# High Fiber Food



## kazzie21 (Mar 20, 2010)

Hi All,

I'm looking for a good quality, high-fiber food. Also preferably not too expensive.

When I first got my dogs - they were eating Purina One for the most part with no issues. I did some research and felt we should get a better quality food.

Then switched to Nature's Variety since they started using it at doggie day care. Dogs seemed to get sick of eating after awhile and it was also kinda pricey.

Tried Innova for a few months but then swithced over to Merrick for the last few months. The dogs love the Merrick.

However, my one dog for the first time seems to be having anal gland problems since eating this food - the poops are too loose and she scooted for the very first time (she's almost six). So I'm planning on slowing making another switch to something with more fiber. 

But I'm having a hard time deciding what to switch them too. The vet recommended a well established brand like science diet or eukanuba after I got her checked out and the glands expressed.
Now my mind is all confused with reading reviews etc online.

Part of me wants to just switch back to Purina One - since they were doing great on that and it's easy to find, etc. Then part of me wants to get something better. 

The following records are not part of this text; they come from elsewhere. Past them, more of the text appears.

PR #530, opened 2022-12-01
Add derived impl of squaring for `MontBackend`

Pratyush:
## Description

Implements unrolled squaring algorithm for prime fields via the `MontConfig` macro. Incorporates the fix from #526.

---

write a little note why.

- [ ] Wrote unit tests

### DIFF
--- a/.github/workflows/ci.yml
+++ b/.github/workflows/ci.yml
@@ -116,7 +116,9 @@ jobs:
             command: test
             args: "--workspace \
                    --package ark-test-curves \
-                   --all-features"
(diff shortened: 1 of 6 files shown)


mmagician:
1. Where does the unroll actually happen? Is this only due to the attribute macro on the trait definition? If that's the case then already the default impl should be getting unrolled no?
2. What's the advantage of having two implementations, where the default trait impl and the one derived from macro are the same, as far as I can see? I think I might have missed some optimization step.

mmagician (approved):

Issue #549, opened 2022-12-18
MontFp failure 


weikengchen:
When testing FFT over secp256k1's Fr with mixed radix (with 2^6 * 3), there is a weird bug.

```
let t: Fr = MontFp!("111192936301596926984056301862066282284536849596023571352007112326586892541694");
let rou_biguint: BigUint = t.into();
println!("t = {}", rou_biguint);
```

It outputs 111192936301596926984056301862066282284536849596023571352007112326586892541693. Note: it ends at 93 instead of 94.

We suspect that an additional step might be needed in the Montgomery reduction.

PR #509, opened 2022-11-03
Support exactly 64 * K bits

weikengchen:
## Description

This PR removes the requirement that the top bit in a limb must be zero.

---

Before we can merge this PR, please make sure that all the following items have been
checked off. If any of the checklist items are not applicable, please leave them but
write a little note why.

- [x] Targeted PR against correct branch (master)
- [x] Linked to GitHub issue with discussion and accepted design OR have an explanation in the PR that describes this work.
- [x] Updated relevant documentation in the code
- [ ] Added a relevant changelog entry to the `Pending` section in `CHANGELOG.md`
- [ ] Re-reviewed `Files changed` in the GitHub PR explorer

N/A:
- [ ] Wrote unit tests

PR #550, opened 2022-12-18
Fix MontFp issue in fields with 64 * k bits

weikengchen:
## Description

Previously, we changed the logic of field multiplication to support 64 * k bits, as in #509 and #532. 

We did not, however, change the one that affects the `MontFp` macro. This was previously not detected because `MontFp` uses a special, dedicated function to perform the computation (since it cannot use Fp because Fp has not yet been constructed), while the rest is using other functions.

This PR fixes so, in that `MontFp` will also call a function that is aware of the 64 * k issue.

closes: #549 

---

write a little note why.

N/A:
- [ ] Wrote unit tests

### DIFF
--- a/ff/Cargo.toml
+++ b/ff/Cargo.toml
@@ -28,7 +28,7 @@ digest = { version = "0.10", default-features = false, features = ["alloc"] }
 itertools = { version = "0.10", default-features = false }
 
 [dev-dependencies]
-ark-test-curves = { version = "^0.3.0", path = "../test-curves", default-features = false, features = [ "bls12_381_curve", "mnt6_753"] }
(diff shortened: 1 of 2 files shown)


weikengchen:
Randomized tests appear to be difficult to add, as several functions are private (and are intended to be so).

mmagician:
How about we add regression tests for the specific failure case that we know of? I think it's better to have a few tests not following our test-templates than not having them and risking incorrect computation now & in the future.

weikengchen:
Let me add one.

Pratyush (changes requested):

weikengchen:
Update and cc @Pratyush 

- spare bit is now used
- added a test

Pratyush (approved):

Would like a recommendation for a food that's high fiber, good quality, easy to find, and won't break the bank. Help!

Thanks!
Karen


----------



## DaneMama (Jun 27, 2008)

Welcome!

Unfortunately high fiber foods are going to be the lower quality ones because they are FULL of corn or rice. If you are making the switch exclusively for anal glands I would jeopardize a loss of nuttition just for that, you will get all the negative effects of poor nutrition instead which to me is a bigger deal. Some dogs just needs their anal glands expressed regularly for some reason. It might be because she is getting older and not the food.


----------



## RCTRIPLEFRESH5 (Feb 11, 2010)

i will get some slack for posting this, but if your dogs arent doing well on the better foods, and did fine on purina 1, i sduggest going for what works best for your dogs. if you feel uncomfortable feeding that, then there's a lot of people wh oadvocate raw here.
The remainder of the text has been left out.